Today's "experts"--influencers, journalists--repeat press releases as if they were commandments. They seek FOMO, selling their course/service/advertising, and racing to gain a few followers.
Multinationals put on the show: they launch, announce wonders, and increasingly fail to deliver. The problem is not one company; it is the launch industry.
On launch night, I got up early to test GPT-5 thoroughly.
I was surprised by the notorious instability, confused reasoning (at unimaginable levels), and above all the degradation in GPTs, projects, agents, and automations that previously worked.
Inexplicably, for 24 hours social media remained positive. "Copying and pasting" the same messages. Then the tide of opinions began to reverse.
What changed? Tweets from Sam Altman acknowledging problems and, once again, the echo of press releases.
It is not just OpenAI. They sought to unify and simplify and launched with significant errors. Google overuses grandiose announcements with Gemini: headlines today, explanations tomorrow. The problem is not one company: it is the launch industry.

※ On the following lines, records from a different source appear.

PR #451, opened 2026-05-03
fix: prevent DoodleBUGS global CSS from polluting host applications

shravanngoswamii:
Removes body and #app global styles from `global.css` and moves them to `App.vue` so they do not leak into third-party host applications like Documenter.jl or other consumers of DoodleWidget.


shravanngoswamii:
This PR is related to https://github.com/TuringLang/JuliaBUGS.jl/tree/Redesign-BUGSExamples -- both still work in progress

shravanngoswamii:
moved to https://github.com/mcmcjs/mcmcjs

PR #452, opened 2026-05-15
DoodleBUGS: emit per-language code updates from the widget

shravanngoswamii:
Replaces the single `code-update` event with two typed events: `bugs-code-update` and `stan-code-update`. Both fire whenever the model changes, independent of which language the user has visible in the code preview panel, so host applications that need one specific language no longer have to rely on the user picking it in the UI.

`useWidgetEmitter` now takes two refs (`generatedBugsCode`, `generatedStanCode`) and emits the two new events. `DoodleWidget.vue` updates its `defineEmits` and passes both refs into the emitter. The widget events table in `README.md` is updated to document all emitted events.

The previous `code-update` event is removed.

### DIFF
--- a/DoodleBUGS/src/composables/useWidgetEmitter.ts
+++ b/DoodleBUGS/src/composables/useWidgetEmitter.ts
@@ -7,13 +7,15 @@ import { useDataStore } from '../stores/dataStore'
 
 export interface WidgetEmitFn {
   (e: 'state-update', payload: string): void
-  (e: 'code-update', payload: string): void
+  (e: 'bugs-code-update', payload: string): void
+  (e: 'stan-code-update', payload: string): void
   (e: 'ready', payload: string): void
 }
 
 export function useWidgetEmitter(
   emit: WidgetEmitFn,
-  generatedCode: Ref<string>,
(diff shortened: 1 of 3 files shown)


DoodleBUGS/src/composables/useWidgetEmitter.ts
```diff
@@ -7,13 +7,15 @@ import { useDataStore } from '../stores/dataStore'
 
 export interface WidgetEmitFn {
   (e: 'state-update', payload: string): void
-  (e: 'code-update', payload: string): void
+  (e: 'bugs-code-update', payload: string): void
+  (e: 'stan-code-update', payload: string): void
```
sunxd3, line 11: README has `models-available`, just a heads-up

sunxd3 (approved):
LGTM

DoodleBUGS/src/composables/useWidgetEmitter.ts
shravanngoswamii: Yep, I did add that in some old PR but forgot to document it back then. It's useful if we make some self-hosted Pluto-based or some backend for running models.

PR #454, opened 2026-05-19
Use AbstractPPL prepared evaluator API for gradients

### LINKED ISSUE #449: Use native gradient API
Let's switch to native gradient API when https://github.com/TuringLang/AbstractPPL.jl/pull/155 is ready.

shravanngoswamii:
Switch BUGSModelWithGradient to prepare gradients through AbstractPPL's native prepared evaluator API.

The LogDensityProblems gradient method copies the gradient out of AbstractPPL's cache-backed bang API before returning it.

Closes #449


shravanngoswamii:
@yebai I am happy to open this PR for reviews. I need help in deciding whether we should keep DI as JuliaBUGS deps or not. If we keep `using DI` statements in JuliaBUGS, then users can just use ForwardDiff or ReverseDiff directly. Or else we can update docs to say users must load DI themselves before using ForwardDiff/ReverseDiff through AbstractPPL.

yebai:
> update docs to say users must load DI themselves 

Let's take the above approach.

JuliaBUGS/Project.toml
```diff
@@ -47,13 +46,12 @@ JuliaBUGSMCMCChainsExt = "MCMCChains"
 [compat]
 ADTypes = "1.14.0"
```
sunxd3:
```suggestion
ADTypes = "1.15.0"
```
https://github.com/SciML/ADTypes.jl/releases

JuliaBUGS/src/model/logdensityproblems.jl
```diff
@@ -110,21 +115,39 @@ function BUGSModelWithGradient(model::BUGSModel, adtype::ADTypes.AbstractADType)
...
+    return _is_mooncake(adtype) || adtype isa ADTypes.AutoEnzyme
+end
 
 function _check_ad_compatibility(model::BUGSModel, adtype::ADTypes.AbstractADType)
     if model.evaluation_mode isa UseGeneratedLogDensityFunction &&
         !_supports_mutation(adtype)
         @warn "AD backend $(typeof(adtype)) does not support mutation required by " *
             "UseGeneratedLogDensityFunction mode. Switching to UseGraph mode." maxlog = 1
         return set_evaluation_mode(model, UseGraph())
+    elseif model.evaluation_mode isa UseGraph && _is_mooncake(adtype)
```
sunxd3: also check `UseAutoMarginalization`

sunxd3 (commented):
thanks Shravan, two small issues

JuliaBUGS/Project.toml
shravanngoswamii: I was just committing this and you reviewed :smile: , 1.22 is available, should we bump to latest?

sunxd3: That would be fine for me

shravanngoswamii: I have tested with 1.18 and everything is fine. Let's not force users to latest...

sunxd3:
thanks! just making sure, if you haven't, could you run the examples in the doc to make sure it does run? (or maybe turn it into an actual doc example?)

sunxd3:
@shravanngoswamii it seems that Mooncake's issue with `UseGraph` might be this function
https://github.com/TuringLang/JuliaBUGS.jl/blob/c2860a574968dc17bcca7747b1e2ae7e07104a3e/JuliaBUGS/src/model/utils.jl#L131-L179

could you try and see if Mooncake works with 

```julia
function smart_copy_evaluation_env(env::NamedTuple, mutable_syms::Set{Symbol})
    new_env = env
    for k in keys(env)
        if k in mutable_syms
            new_env = BangBang.setindex!!(new_env, deepcopy(env[k]), k)
        end
    end
    return new_env
end
```

JuliaBUGS/src/model/logdensityproblems.jl
```diff
@@ -110,21 +119,47 @@ function BUGSModelWithGradient(model::BUGSModel, adtype::ADTypes.AbstractADType)
     model = _check_ad_compatibility(model, adtype)
 
     x = getparams(model)
-    prep = DI.prepare_gradient(_logdensity_for_gradient, adtype, x, DI.Constant(model))
+    prep = Base.invokelatest(_prepare_logdensity_gradient, adtype, model, x)
```
yebai: It would be helpful to understand why this is needed and, if possible, remove it.

shravanngoswamii: Thanks, I checked this again. I removed the broad `Base.invokelatest` around `_prepare_logdensity_gradient`.

The only remaining `Base.invokelatest` is inside the generated log-density branch, around `AbstractPPL.prepare(...)`. That seems needed because the generated log-density function is created dynamically with `Core.eval`, and `AbstractPPL.prepare` calls the target immediately while preparing AD.

I avoided putting `Base.invokelatest` inside the function being differentiated, because Mooncake cannot differentiate through that.

shravanngoswamii:
> could you try and see if Mooncake works with

Yes, it did work! Thanks @sunxd3!

shravanngoswamii:
I re-tested after the `smart_copy_evaluation_env` change. `AutoMooncake()` reverse mode now works with `UseGraph()` and also with `UseAutoMarginalization()` in the added tests. `AutoMooncakeForward()` still needs generated log-density mode.

Do you think we should make `AutoMooncake()` the first recommendation in the AD docs now, or keep ReverseDiff first for this PR and do that wording change separately after more model coverage?

yebai:
>  we should make AutoMooncake() the first recommendation in the AD docs now,

Good idea to default to Mooncake.

shravanngoswamii:
> if you haven't, could you run the examples in the doc to make sure it does run? (or maybe turn it into an actual doc example?)

Yep, I did ran locally and tested it. Works fine. Turned the doc to be executable example now!

shravanngoswamii:
@yebai @sunxd3 This is ready for final review!

JuliaBUGS/src/model/bugsmodel.jl
sunxd3: need to use `invokelatest` here too.

JuliaBUGS/Project.toml
sunxd3: If I am not mistaken, `LogDensityProblemsAD` can go? We probably should've removed it in a past pr.

sunxd3 (approved):
Thanks a lot @shravanngoswamii, looks very good.

https://github.com/TuringLang/JuliaBUGS.jl/tree/main/JuliaBUGS/examples would need updates. We can do this in another PR and maybe add these examples to documentation?

sunxd3:
Okay to merge on my side

shravanngoswamii:
> https://github.com/TuringLang/JuliaBUGS.jl/tree/main/JuliaBUGS/examples would need updates. We can do this in another PR and maybe add these examples to documentation?

Lets improve them in some later PR but let me update them in this PR to use Mooncake for now.

sunxd3:
(I didn't roll them into documentation because, at least, bnn.jl take quite a long time. But maybe there are some easy optimization I could've done.)

shravanngoswamii:
> (I didn't roll them into documentation because, at least, bnn.jl take quite a long time. But maybe there are some easy optimization I could've done.)

Aha, it does take tame...

shravanngoswamii:
@sunxd3 Can you give it a final look and let me know if we are ready to merge this. Feel free to be nitpicky. Thanks!

JuliaBUGS/Project.toml
shravanngoswamii: removed!

JuliaBUGS/src/model/bugsmodel.jl
shravanngoswamii: done, thanks!

shravanngoswamii:
@yebai Ready for final look!

sunxd3 (approved):

yebai (approved):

What is the underlying problem?
This logic of the "big announcement" is alien to modern innovation practices. In lean and agile, you learn with business stakeholders: you experiment and co-create, you deploy in small batches to production, you test with real samples, you measure and refine. Here, instead, the show is prioritized and the risk is transferred to the user.
That old--very commercial--logic (the need to "show" market upturn, fight for headlines) is creating serious risks for companies and users.
OpenAI promises consistency and simplicity, but the execution leaves performance problems and uncertainty. Google mocks up promises that it then fails to deliver or that do not work as announced. Result: the positioning and value proposition of both erode, and trust in the application of these tools falls.
Competition for headlines. Some announce too early; others launch unstable. In both cases, the user pays--with time, errors, and frustration--while organizations must contain the impact.
When the model changes, your operation pays. You build internal GPTs, assistants, and agents for specific tasks--classifying tickets, responding to customers, generating reports, triggering orders--and overnight, ChatGPT unilaterally changes how they "think." Result:
Formats that no longer meet what your system expects (empty fields, different names, new structures).
Rules that contradict themselves: the same case, two different decisions.
Truncated sequences in agents: they skip steps or reverse them.
Automations with impact on users or physical operations (shipments, reservations, billing) that fail in cascade.
That chaos is not only paid for in hours: but in rework, escalations, apologies, and reputation.
Yes, there are technical barriers to reduce these risks, but they are not infallible: models can change or be retired, drift in their behavior, vary in response times and costs, or fail unexpectedly, impacting customers, operations, and brand. The only responsible stance is to design assuming that uncertainty, build managing risks, and decide with continuous evidence, not with headlines.
Our interaction with LLMs is not only functional; it is relational and emotional. Over time, we build trust with an assistant: its tone, its way of reading, interpreting, and its intuitions. When that is maintained, flow appears and work moves smoothly.
If that "personality" changes overnight and you cannot protect or choose it, value is destroyed:
Adoption drops: people stop using it because "it no longer understands me."
Errors from expectations increase: the team believes the assistant will do X and now it does Y.
Trust breaks: every response requires double-checking; you return to manual work.
What the industry could/should offer (beyond uptime):
Behavioral stability as a commitment: not changing tone/style/format without notice.
Notices and windows before modifying behavioral traits, with the option to temporarily maintain the previous model to transition without breaking workflows.
Sustainable value and trust = operational robustness (nothing breaks when the provider changes) + continuity of personality and interaction (the assistant "remains itself").
Do not outsource judgment. Business intelligence/strategy is not outsourced; neither is AI, nor continuous experimentation.
Learn in batches with the user at the center. Small pilots, clear metrics, and decisions based on evidence, not headlines.
Design for change. The question is not whether the model will change, but how you will absorb that change without harming your users and business stakeholders.
Snake oil sellers: they are exposed when their narrative is not based on experimentation and real knowledge. Do not follow applause; demand judgment. And build your own.
Press and "experts": their asset is credibility. Copying and pasting destroys that capital.
Big tech companies: their value depends not only on what they promise, but on how they execute change without harming the user (or their bond with the assistant).
User companies: the advantage lies in integrating, managing risk/return, and learning better than the rest.
With fresh data: My tests in handling long texts (editing chapters and extensive documents) changed completely compared to yesterday: the results are impressive in performance and speed.